(What you need to do) Lines that contain the string "task" are the ones to list; copy all of them from the records.
--- Data excerpts Enclosed Below ---
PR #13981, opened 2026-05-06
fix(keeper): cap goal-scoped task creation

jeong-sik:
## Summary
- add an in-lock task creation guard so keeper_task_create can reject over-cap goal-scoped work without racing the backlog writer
--- End of Enclosed Data excerpts ---
(Exercise output)
fix(keeper): cap goal-scoped task creation
- add an in-lock task creation guard so keeper_task_create can reject over-cap goal-scoped work without racing the backlog writer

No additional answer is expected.